§ YOUR INSTRUCTIONS: Here are some records. Print all of them exactly.

§ DATA TO USE:

------------------------------------

PR #3, opened 2020-05-08
"height", extraInstructions, authoring and runtime unit tests

pjanik:
1. It replaces `aspectRatio` with "height" message and adds "resize" event listener, so responsive layout should be handled now.
2. `extraInstructions` added.
3. Adds missing unit tests:
Screenshot 2020-05-08 at 19 04 16

### DIFF
--- a/src/multiple-choice/components/app.tsx
+++ b/src/multiple-choice/components/app.tsx
@@ -4,24 +4,31 @@ import { Authoring } from "./authoring";
 import { Runtime } from "./runtime";
 
 export const App = () => {
-  const [ aspectRatio, setAspectRatio ] = useState(1);
   const interactiveAPIConfig = {
     interactiveState: true,
     authoredState: true,
-    aspectRatio
   };
-  const { mode, authoredState, interactiveState, setInteractiveState, setAuthoredState } = useLARAInteractiveAPI(interactiveAPIConfig);
+  const { mode, authoredState, interactiveState, setInteractiveState, setAuthoredState, setHeight } = useLARAInteractiveAPI(interactiveAPIConfig);
   const container = useRef<HTMLDivElement>(null);
 
-  useEffect(() => {
-    // Measure the main app container on every re-render and update aspect ratio. Note that useLARAInteractiveAPI
-    // takes care of its updates and will notify LARA about it using iframe phone.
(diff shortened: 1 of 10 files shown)


src/shared/hooks/use-lara-interactive-api.ts
```diff
@@ -34,6 +34,10 @@ export const useLARAInteractiveAPI = (config: IConfig) => {
     phone.current?.post("interactiveState", state);
   }
 
+  const handleSetHeight = (height: number) => {
+    phone.current?.post("height", height);
+  }
```
scytacki, line 39: Is it possible for setHeight to be called before the phone is ready?
If so, should this cache the height and then set it as soon as the phone is ready?

src/multiple-choice/components/app.tsx
```diff
@@ -4,24 +4,31 @@ import { Authoring } from "./authoring";
...
+  useEffect(calcHeight);
+
+  useEffect(() => {
+    // It's necessary to wrap calcHeight in a closure function. Note that calcHeight will be recreated on every render.
+    // This will break the cleanup function which would try to remove wrong reference. resizeHandler is created
+    // only once, as useEffect has empty dependencies list.
+    const resizeHandler = () => calcHeight();
+    window.addEventListener("resize", resizeHandler);
+    return () => window.removeEventListener("resize", resizeHandler);
+  }, []);
```
scytacki, line 31: I'd guess this will be a shared pattern between most of these components. So eventually this should be moved into the shared folder somehow.

src/shared/hooks/use-lara-interactive-api.ts
pjanik: I'm pretty sure iframe-phone takes care of that. It queues messages that are posted before the handshake and sends them after the connection is established.

src/multiple-choice/components/app.tsx
pjanik: Right, most of the App component will be reused. I'll think how to do it. I guess it can be a hook actually.

src/shared/hooks/use-lara-interactive-api.ts
scytacki: Yup that makes sense.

------------------------------------

§ PROBLEM SOLUTION:
PR #3, opened 2020-05-08
"height", extraInstructions, authoring and runtime unit tests

pjanik:
1. It replaces `aspectRatio` with "height" message and adds "resize" event listener, so responsive layout should be handled now.
2. `extraInstructions` added.
3. Adds missing unit tests:
Screenshot 2020-05-08 at 19 04 16

### DIFF
--- a/src/multiple-choice/components/app.tsx
+++ b/src/multiple-choice/components/app.tsx
@@ -4,24 +4,31 @@ import { Authoring } from "./authoring";
 import { Runtime } from "./runtime";
 
 export const App = () => {
-  const [ aspectRatio, setAspectRatio ] = useState(1);
   const interactiveAPIConfig = {
     interactiveState: true,
     authoredState: true,
-    aspectRatio
   };
-  const { mode, authoredState, interactiveState, setInteractiveState, setAuthoredState } = useLARAInteractiveAPI(interactiveAPIConfig);
+  const { mode, authoredState, interactiveState, setInteractiveState, setAuthoredState, setHeight } = useLARAInteractiveAPI(interactiveAPIConfig);
   const container = useRef<HTMLDivElement>(null);
 
-  useEffect(() => {
-    // Measure the main app container on every re-render and update aspect ratio. Note that useLARAInteractiveAPI
-    // takes care of its updates and will notify LARA about it using iframe phone.
(diff shortened: 1 of 10 files shown)


src/shared/hooks/use-lara-interactive-api.ts
```diff
@@ -34,6 +34,10 @@ export const useLARAInteractiveAPI = (config: IConfig) => {
     phone.current?.post("interactiveState", state);
   }
 
+  const handleSetHeight = (height: number) => {
+    phone.current?.post("height", height);
+  }
```
scytacki, line 39: Is it possible for setHeight to be called before the phone is ready?
If so, should this cache the height and then set it as soon as the phone is ready?

src/multiple-choice/components/app.tsx
```diff
@@ -4,24 +4,31 @@ import { Authoring } from "./authoring";
...
+  useEffect(calcHeight);
+
+  useEffect(() => {
+    // It's necessary to wrap calcHeight in a closure function. Note that calcHeight will be recreated on every render.
+    // This will break the cleanup function which would try to remove wrong reference. resizeHandler is created
+    // only once, as useEffect has empty dependencies list.
+    const resizeHandler = () => calcHeight();
+    window.addEventListener("resize", resizeHandler);
+    return () => window.removeEventListener("resize", resizeHandler);
+  }, []);
```
scytacki, line 31: I'd guess this will be a shared pattern between most of these components. So eventually this should be moved into the shared folder somehow.

src/shared/hooks/use-lara-interactive-api.ts
pjanik: I'm pretty sure iframe-phone takes care of that. It queues messages that are posted before the handshake and sends them after the connection is established.

src/multiple-choice/components/app.tsx
pjanik: Right, most of the App component will be reused. I'll think how to do it. I guess it can be a hook actually.

src/shared/hooks/use-lara-interactive-api.ts
scytacki: Yup that makes sense.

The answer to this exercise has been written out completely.